During the first few days of the investigation, the Aisenbergs retreated to their bedroom several times to "avoid" law enforcement, Knowles wrote. Brownie the dog barked at everyone who came in the house (in other words, had there been an intruder, the dog would have made a racket). Detectives noticed little baby food, few diapers and a "lack of photographs" of Sabrina, signs that the Aisenbergs did not love or care for her properly.
Knowles backed it all up with FBI statistics showing that caregivers are to blame in 92 percent of similar cases.
Knowles' application went up the line, reviewed by the detectives, their supervisors and FBI agent Kerry Myers, a lawyer who was the lead federal investigator on the Sabrina case.
The 26-page document painted a convincing picture. But several oversights, inaccuracies and assumptions undermined its authority and later became fodder for defense attorney Barry Cohen.
In contrast to Knowles' version, the 911 tape reveals Marlene crying hysterically; the "unknown party" is clearly her mother.
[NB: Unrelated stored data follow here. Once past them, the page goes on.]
PR #1636, opened 2026-01-13
fix: show shifts on initial page load when all shifts are in past

### LINKED ISSUE #1430: Shift view is empty until new or newly logged-in user clicks "Filter" for the first time
The `Shifts` view is empty until a new (or newly logged-in) user clicks "Filter" for the first time:

https://github.com/user-attachments/assets/75928a4b-9178-428b-86a6-f64cae836b57

Is this on purpose?

I would've expected it to show all shifts until I've explicitly filtered them, not no shifts until I've applied filters. I think this might also have contributed to my [confusion](https://github.com/engelsystem/engelsystem/pull/1413#discussion_r1731180596) around the shifts view.

teal-bauer:
## Summary
- Fixes empty shifts view on initial page load when all shifts are in the past
- When today has no shifts, the filter now defaults to the first available day instead of today
- This prevents "No shifts found" until the user clicks Filter

The issue was that the date filter defaulted to today's timestamp, but the dropdown only shows days that actually have shifts. When all shifts are in the past, this caused a mismatch: the UI showed the first day with shifts, but the query filtered by today's date (which had none).

Tested on an instance where all shifts were in the past - shifts now display correctly on initial load.

Fixes #1430

### DIFF
--- a/includes/pages/user_shifts.php
+++ b/includes/pages/user_shifts.php
@@ -57,16 +57,24 @@ function update_ShiftsFilter_timerange(ShiftsFilter $shiftsFilter, $days)
 {
     $start_time = $shiftsFilter->getStartTime();
     if (is_null($start_time)) {
-        $now = (new DateTime())->format('Y-m-d');
-        if (in_array($now, $days)) {
+        $now = new DateTime();
+        $today = $now->format('Y-m-d');
+        if (in_array($today, $days)) {
             // Today has shifts, use current time
-            $start_time = time();
+            $start_time = $now->getTimestamp();
         } elseif (!empty($days)) {
-            // Today has no shifts, default to first day with shifts
-            $start_time = DateTime::createFromFormat('Y-m-d', $days[0])->getTimestamp();
+            // Today has no shifts, find the next upcoming day with shifts
+            $selectedDay = $days[0];
+            foreach ($days as $day) {
+                if ($day >= $today) {
+                    $selectedDay = $day;
+                    break;
+                }
+            }
+            $start_time = DateTime::createFromFormat('Y-m-d', $selectedDay)->getTimestamp();
         } else {
             // No days with shifts at all
-            $start_time = time();
+            $start_time = $now->getTimestamp();
         }
     }
 


includes/pages/user_shifts.php
```diff
@@ -58,13 +58,14 @@ function update_ShiftsFilter_timerange(ShiftsFilter $shiftsFilter, $days)
...
         $now = (new DateTime())->format('Y-m-d');
-        $first_day = DateTime::createFromFormat(
-            'Y-m-d',
-            in_array($now, $days) ? $now : ($days[0] ?? (new DateTime())->format('Y-m-d'))
-        )->getTimestamp();
-        if (time() < $first_day) {
-            $start_time = $first_day;
+        if (in_array($now, $days)) {
+            // Today has shifts, use current time
+            $start_time = time();
```
MyIgel: Imho explicitly using $now would be easier to read:

```php
        $now = new DateTime();
        if (in_array($now->format('Y-m-d'), $days)) {
            // Today has shifts, use current time
            $start_time = $now->getTimestamp();
```

includes/pages/user_shifts.php
```diff
@@ -58,13 +58,14 @@ function update_ShiftsFilter_timerange(ShiftsFilter $shiftsFilter, $days)
...
+        } elseif (!empty($days)) {
+            // Today has no shifts, default to first day with shifts
+            $start_time = DateTime::createFromFormat('Y-m-d', $days[0])->getTimestamp();
```
MyIgel: Generally it would be great to have some "the next day around" magic in that case (which of course would be a bit more advanced then just a simple check) as the first one might be pretty old when the Engelsystem gets used not only for a single short event but over months or years

teal-bauer: Yeah, in rescheduled we can define the "start of day" per event to take into account night shifts etc. maybe a setting like that would be useful here too. Otherwise snapping the view to the next "upcoming" shift day wouldn't be too hard either, I think.

teal-bauer:
- Using explicit `$now`
- When today has no shifts, it now finds the first day after today instead of always defaulting to `$days[0]`
- Falls back to `$days[0]` when all shifts are in the past, to show a non-empty default view (TBD)

includes/pages/user_shifts.php
```diff
@@ -57,15 +57,24 @@ function update_ShiftsFilter_timerange(ShiftsFilter $shiftsFilter, $days)
...
+        $now = new DateTime();
+        $today = $now->format('Y-m-d');
+        if (in_array($today, $days)) {
+            // Today has shifts, use current time
+            $start_time = $now->getTimestamp();
+        } elseif (!empty($days)) {
+            // Today has no shifts, find the next upcoming day with shifts
+            $selectedDay = $days[0];
+            foreach ($days as $day) {
+                if ($day >= $today) {
```
MyIgel, line 69: This compares strings with strings if i interpret it correctly; not sure if its a good idea to rely on PHPs magic conversions here :D

teal-bauer: Nothing magic about it, we know both sides are strings and we know their format is lexicographically well-ordered. Like, I don't mind changing this, but I guarantee you there is no magic conversion happening and this will never be a problem in practice.

teal-bauer: The alternative would be to either re-parse things into timestamps, or keep them as DateTime objects but then we have to format them everywhere we want to use them. So this seems like the simplest way to me

MyIgel: I think it should be fine too so lgtm

PR #1638, opened 2026-01-13
fix: sort users at database level before pagination

### LINKED ISSUE #1595: Fix pagination and sorting order for the admin "All users"-page
With the new pagination of the admin "All users"-page the sorting now works in an unexpected way. Instead of sorting all users by the chosen column and then paginating over the results it first paginates the users and then sorts only on the user-chosen page. For example it is not possible to find all users who have been freeloaded while using the pagination.

Also when clicking on a column header to sort I would expect the chosen page size to stay the same, currently it resets back to the default.

To achieve this we probably need to move the sorting into the database query, which seems to be non-trivial, as some columns are computed later.

teal-bauer:
The admin "All users" page was sorting in-memory after fetching a paginated result set. This meant clicking a column header like "freeloads" would only sort the users on the current page, making it impossible to find e.g. all users who have been freeloaded when browsing multiple pages.

Additionally, changing the sort order would reset the page size back to the default, losing any custom page size the user had selected.

This PR moves sorting into the SQL query instead of sorting in PHP after pagination. This ensures sorting works across all pages instead of only sorting the current page's results. Also preserves the page size parameter when clicking column headers to change sort order.

## Changes

Added a column map to translate user-facing column names to their actual database columns (with proper table prefixes for the joined tables). The query now joins `users_personal_data`, `users_contact`, and `users_state` so we can sort by columns in those tables. Freeloads count is computed as a subquery so it can also be sorted at the database level.

The view helper for column header links now passes through the `c` (page size) parameter when generating sort URLs.

Fixes #1595

### DIFF
--- a/includes/controller/users_controller.php
+++ b/includes/controller/users_controller.php
@@ -270,11 +270,11 @@ function users_list_controller()
     ];
 
     $order_by = 'name';
-    if ($request->has('OrderBy') && array_key_exists($request->input('OrderBy'), $columnMap)) {
-        $order_by = $request->input('OrderBy');
+    if ($request->query->has('OrderBy') && array_key_exists($request->query->get('OrderBy'), $columnMap)) {
+        $order_by = $request->query->get('OrderBy');
     }
 
-    $perPage = $request->get('c', config('display_users'));
+    $perPage = $request->query->get('c', config('display_users'));
     if ($perPage == 'all') {
         $perPage = PHP_INT_MAX;
     }


includes/controller/users_controller.php
```diff
@@ -250,26 +250,27 @@ function users_list_controller()
...
-            'force_active',
-            'force_food',
-            'got_goodie',
-            'shirt_size',
-            'planned_arrival_date',
-            'planned_departure_date',
-            'last_login_at',
-        ])
-    ) {
+    if ($request->has('OrderBy') && array_key_exists($request->input('OrderBy'), $columnMap)) {
```
xuwhite:
```suggestion
    if ($request->query->has('OrderBy') && array_key_exists($request->query->get('OrderBy'), $columnMap)) {
```
My IDE says $request->has() and $request->input() are deprecated.

includes/controller/users_controller.php
```diff
@@ -280,31 +281,27 @@ function users_list_controller()
...
+        ->leftJoin('users_personal_data', 'users.id', '=', 'users_personal_data.user_id')
+        ->leftJoin('users_contact', 'users.id', '=', 'users_contact.user_id')
+        ->leftJoin('users_state', 'users.id', '=', 'users_state.user_id')
+        ->selectSub(
+            ShiftEntry::selectRaw('COUNT(*)')
+                ->whereColumn('shift_entries.user_id', 'users.id')
+                ->whereNotNull('freeloaded_by'),
+            'freeloads'
+        )
+        ->orderBy($columnMap[$order_by]);
```
xuwhite:
```suggestion
        ->orderBy($columnMap[$order_by])
        ->orderBy('users.name');
```
Imho it looks more clean if the list is sub ordered by name.

includes/controller/users_controller.php
```diff
@@ -280,31 +281,27 @@ function users_list_controller()
...
+
+    $users = $query->paginate($perPage);
```
xuwhite: Why add this after the $query?

teal-bauer: Do you mean why the `->paginate` is on a separate line? Just find it cleaner that way

includes/controller/users_controller.php
```diff
@@ -250,61 +250,59 @@ function users_list_controller()
         throw_redirect(url('/'));
     }
 
+    // Map user-facing column names to actual database columns
+    $columnMap = [
+        'name' => 'users.name',
+        'first_name' => 'users_personal_data.first_name',
+        'last_name' => 'users_personal_data.last_name',
+        'dect' => 'users_contact.dect',
+        'arrived' => 'users_state.arrived',
```
MyIgel:
```suggestion
        'arrived' => 'users_state.arrival_date',
```

includes/controller/users_controller.php
```diff
@@ -250,61 +250,59 @@ function users_list_controller()
...
     }
 
-    $perPage = $request->get('c', config('display_users'));
+    $perPage = $request->query->get('c', config('display_users'));
     if ($perPage == 'all') {
         $perPage = PHP_INT_MAX;
     }
     $perPage = is_numeric($perPage) ? (int) $perPage : config('display_users');
 
     /** @var User[]|Collection|LengthAwarePaginator $users */
```
MyIgel, line 283: Doc string is now inconsistent

Issue #606, opened 2019-05-30
Restrict Usernames to Plain ASCII


jwacalex:
To prevent issues with unicode escaping or undefinable UTF-8 based nicknames, registration should only allow usernames match ``/^\w+$/``

herzmut:
I have mixed feelings about excluding names like céline, yıldırım, tannhäuser, any name with a character like underscore _, period . or dashes - as well as all of the emojis, and I suggest to deal with Unicode inputs properly.

jwacalex:
@herzmut the main issue is the "frontend" that has the issues. without a proper ascii representation it is currently not possible to find the angels because the names are at some random place in the lists.

MyIgel:
The inputs are not the problem ;) The issue is that when someone wants to search a username it can be complicated "the a with a round on it and then the l with a cross".

Imho not allowing them isn't the right way, we should find an option to maybe convert them on the fly to ascii only and use that as an additional search field.

herzmut:
On second degree search results, nicknames which are sorted with ascending Levenshtein distance could show up as suggestions. https://www.php.net/manual/en/function.levenshtein.php

jwacalex:
Regarding levenshtein i want to quote the following remark 

>  The levenshtein function processes each byte of the input string individually. Then for multibyte encodings, such as UTF-8, it may give misleading results.

https://www.php.net/manual/en/function.levenshtein.php#113702

herzmut:
Despite the fact that there are multibyte-compatible implementations, I quickly tested that proposition with the names mentioned above and found the results to be negligible: For the names mentioned above, each unicode character counted as 2 instead of 1 in their Levensthein distance result compared to their respective ASCII equivalent. However, another obstacle of Levensthein in PHP is the limitation on 255 characters.

MyIgel:
That only gets more complicated when using "non latin only" characters, the comparison function should be aware of it. But that needs some further investigation imho and maybe a test implementation comparing the various possibilities / methods

teal-bauer:
There are various foldings and normalized forms for Unicode strings, it wouldn't be a ton of work to make e.g. an input like `celine` match `céline`, or `yildirim` match `yıldırım`. It might not be possible to do on the fly in the DB, so adding a separate column for "normalized" nickname or a separate column only for searching containing stemmed and normalized forms of all searchable fields might be required / useful.

teal-bauer:
[...]

PR #1639, opened 2026-01-13
fix: use mb_stripos for case-insensitive search with umlauts

### LINKED ISSUE #1317: Case sensitive search for umlauts
The search function, e.g. on `/admin-active`, is case-sensitive with regards to umlaute. That is, searching for `ä` does not yield accounts  which only have `Ä` in their name; likewise, `ö` and `Ö` as well as `ü` and `Ü`.

teal-bauer:
PHP's `stristr()` function is not multibyte-aware, which means searching for lowercase umlauts (ä, ö, ü) won't match their uppercase equivalents (Ä, Ö, Ü). For example, searching for "ü" would fail to find users named "MÜLLER".

This affects the admin search pages for active users, free angels, and arrivals. The fix replaces `stristr()` with `mb_stripos()`, which handles multibyte characters correctly for case-insensitive matching.

Added a test to verify that umlaut searching works case-insensitively with `mb_stripos`. The application already uses UTF-8 throughout (database charset is utf8mb4, PHP's mb_internal_encoding is UTF-8), so no encoding issues to worry about.

Fixes #1317

### DIFF
--- a/src/helpers.php
+++ b/src/helpers.php
@@ -231,9 +231,9 @@ function view(?string $template = null, array $data = []): Renderer|string
 
 /**
  * Normalize a string for search comparison.
- * Converts to ASCII and lowercase for diacritic-insensitive matching.
+ * Converts to ASCII and lowercase for diacritic- and compatibility-insensitive matching (e.g. "m²" → "m2").
  */
 function normalize_for_search(string $s): string
 {
-    return transliterator_transliterate('Any-Latin; Latin-ASCII; Lower', $s) ?: mb_strtolower($s);
+    return transliterator_transliterate('Any-NFKC; Any-Latin; Latin-ASCII; Lower', $s) ?: mb_strtolower($s);
 }
--- a/tests/Unit/Helpers/StringSearchTest.php
+++ b/tests/Unit/Helpers/StringSearchTest.php
@@ -66,6 +66,8 @@ class StringSearchTest extends TestCase
             'ASCII finds German ß' => ['Großmann', 'grossmann', true],
             'partial ASCII match' => ['Tannhäuser', 'hauser', true],
             'no match' => ['Schmidt', 'muller', false],
+            'NFKC compatibility: superscript 2' => ['42m²', '42m2', true],
+            'NFKC compatibility: superscript 3' => ['10m³', '10m3', true],
         ];
     }
 }
--- a/composer.json
+++ b/composer.json
@@ -29,6 +29,7 @@
     },
     "require": {
         "php": ">=8.2.0",
+        "ext-intl": "*",
         "ext-json": "*",
         "ext-libxml": "*",
         "ext-mbstring": "*",


teal-bauer:
Extended to also add ASCII folding per #606 - searching "muller" now finds "Müller", "celine" finds "céline", etc. Uses PHP's Intl Transliterator.

tests/Unit/Helpers/StringSearchTest.php
```diff
@@ -0,0 +1,71 @@
...
+
+    /**
+     * @dataProvider provideAsciiFoldingCases
+     */
+    public function testAsciiFoldingSearch(
+        string $haystack,
+        string $needle,
+        bool $expectedFound
+    ): void {
+        $normalize = fn($s) => transliterator_transliterate('Any-Latin; Latin-ASCII; Lower', $s) ?: mb_strtolower($s);
```
MyIgel: Testing the third copy of an anonymous function is not the best idea as they will diff at some point.
Moving it to a helper (`src/helpers.php`) is imho the better place.

includes/pages/admin_active.php
```diff
@@ -241,7 +242,7 @@ function admin_active()
             $match = false;
             foreach ($tokens as $t) {
                 $t = trim($t);
-                if (!empty($t) && stristr($user->name, $t)) {
+                if (!empty($t) && mb_stripos($normalize($user->name), $normalize($t)) !== false) {
```
MyIgel: Using `\Illuminate\Support\Str::contains` here is more explicit and thus easier to read (without much overhead)

tests/Unit/Helpers/StringSearchTest.php
teal-bauer: Yeah I wasn't sure if this needed tests at all since it's standard library stuff. Not sure what the helper would contain though, the lambda is already pretty tiny?

includes/pages/admin_active.php
teal-bauer: But Illuminate Str::contains doesn't do any normalization? Or do you mean sth like `Str::contains($normalize(...), $normalize(...))`?

teal-bauer: Illuminate also does mb_strtolower for each needle, and then non-mb str_contains for each (needle,haystack), I am not sure those are all equivalent to mb_stripos?

teal-bauer: Checked PHP docs: after `mb_strtolower`, `str_contains` does byte comparison. So "MÜLLER" → "müller", but `str_contains("müller", "muller")` is false because the ü bytes (C3 BC) don't match u (75).

So `Str::contains` handles case but not diacritics. For this PR we need both - that's what the Transliterator does (strips diacritics before comparison).

teal-bauer:
Moved the normalize lambda to `normalize_for_search()` helper in `src/helpers.php`. Tests now cover the helper directly.

src/helpers.php
```diff
@@ -228,3 +228,12 @@ function view(?string $template = null, array $data = []): Renderer|string
...
     return $renderer->render($template, $data);
 }
+
+/**
+ * Normalize a string for search comparison.
+ * Converts to ASCII and lowercase for diacritic-insensitive matching.
+ */
+function normalize_for_search(string $s): string
+{
+    return transliterator_transliterate('Any-Latin; Latin-ASCII; Lower', $s) ?: mb_strtolower($s);
```
MyIgel: After some tests it would be great to add `Any-NFKC` beforehand so that for example `42m²` can be found by using `42m2`.
Also adding `"ext-intl": "*",` to `composer.json` makes it explicit that the php intl extension is used.

teal-bauer:
Added `Any-NFKC` before `Any-Latin`, and added `ext-intl` as explicit composer require, tests updated.

Issue #1145, opened 2023-05-16
Date and time is not fully visible


xuwhite:
I'm using a Mac book Air M1 with firefox
The dates in the shift view are not fully visible which is pretty annoying
<img width="1440" alt="Screenshot 2023-05-16 at 15 00 21" src="https://github.com/engelsystem/engelsystem/assets/73076134/54b3e8bf-953a-456a-bc15-6e9f271489e4">

PR #1640, opened 2026-01-13
fix: use content-based width for shift calendar time column

teal-bauer:
The time column in the shift calendar had a fixed 50px width which caused date and time labels to be cut off, particularly with longer locale-specific date formats.

This changes the column to use `max-content` sizing so it adapts to whatever content it needs to display.


MyIgel:
It would need some space to the right too:

Screenshot_20260117_231734

MyIgel:
Also it is not related to #1145 as the problem there are the date/time dropdown selects for searching

PR #1642, opened 2026-01-14
fix: prevent shifts filter date/time values from being cut off

### LINKED ISSUE #1145: Date and time is not fully visible

### LINKED ISSUE #1637: Shifts filter: date/time values cut off by picker icons
On the shifts page (`/user-shifts`), the date dropdown and time input values are partially hidden:

- Date select values are truncated (e.g., "2026-01-..." instead of full date)
- Time input values are cut off by the native browser clock icons (e.g., "13:0" instead of "13:01", "23:5" instead of "23:59")

This occurs on non-mobile desktop viewports. The column widths and native picker controls don't leave enough space for the full values to display.

teal-bauer:
## Summary
- Add CSS `min-width: max-content` to date selects and time inputs to prevent truncation
- Use `col-auto` instead of fixed-width grid columns so date/time groups size to content
- Add horizontal padding to the separator dash

On mobile, elements still stack as before.

Fixes #1637
Fixes #1145

### DIFF
--- a/resources/assets/js/forms.js
+++ b/resources/assets/js/forms.js
@@ -240,7 +240,7 @@ ready(() => {
       allowHTML: true,
       shouldSort: false,
       shouldSortItems: false,
-      removeItemButton: true,
+      removeItemButton: element.multiple,
       classNames: {
         containerInner: 'choices__inner form-control',
       },


xuwhite:
It fixes the mentioned problem but sadly it makes a problem that existed before worse. The cause is most probably that all shifts existing are dated in 2025. This happens sometimes if I click on the dropdown.

Before:
Screenshot 2026-01-29 at 18 32 07

Now: 
Screenshot 2026-01-29 at 18 30 26

It is out of scope here but it would be nice to get it fixed. (I will probably write another issue for that.)

teal-bauer:
@xuwhite Ok, I managed to reproduce your issue: There is a tiny, almost invisible (black on dark gray) [x] button overlapping the text that clears the selection, which causes Choices.js to mark everything unselected and then collapse to nothing. I'll implement a fix...

teal-bauer:
`removeItemButton: true` was set globally for all Choices.js selects, including single-selects like the date/time filters. This added a nearly invisible remove button (black × on dark themes) that, when clicked, cleared the selection and collapsed the container to ~42px — making it unusable.

Fix: `removeItemButton: element.multiple` — only multi-selects (location/type/filled filters) get the remove button. Single-selects can't be cleared, so the collapse can't happen.

xuwhite:
Thank you. Works like a charm. ☺️

PR #1643, opened 2026-01-14
fix: show all registration validation errors together

### LINKED ISSUE #1444: not all registration validation errors show up together
validateUniqueUsername(), validateUniqueEmail() are called after input validations and each other, so not all validation errors are shown together 

steps to reproduce:
- go to /register
- enter a nick and e-mail that's already taken
- leave one required input empty
- submit with register button

expected behaviour 
- all validation errors ("nick not unique", "e-mail not unique", "required input empty") are shown together 

real behaviour 
- only "required input empty" validation error is shown
- after entering the missing input and submitting with "register" button only "nick not unique" validation error is shown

The sheriff's crime scene photos and videotape show diapers scattered throughout the home, including in Sabrina's bedroom. According to a Publix receipt the Aisenbergs produced, Marlene bought four jars of Beech-Nut baby food and a box of Beech-Nut oatmeal cereal the day before Sabrina disappeared.
That the Aisenbergs "retreated" to their bedroom could mean they were guilty people plotting strategy, but it could just as easily have an innocent explanation: With FBI agents and sheriff's detectives in their home around the clock, the couple "retreated" to the bedroom for some private time.
Knowles stated that detectives had "tried or considered" other police methods.
But they had not thoroughly interviewed the couple's friends and relatives. They had not checked the Aisenbergs' bank accounts for evidence that the couple sold the baby. They had not finished examining physical evidence seized from the home.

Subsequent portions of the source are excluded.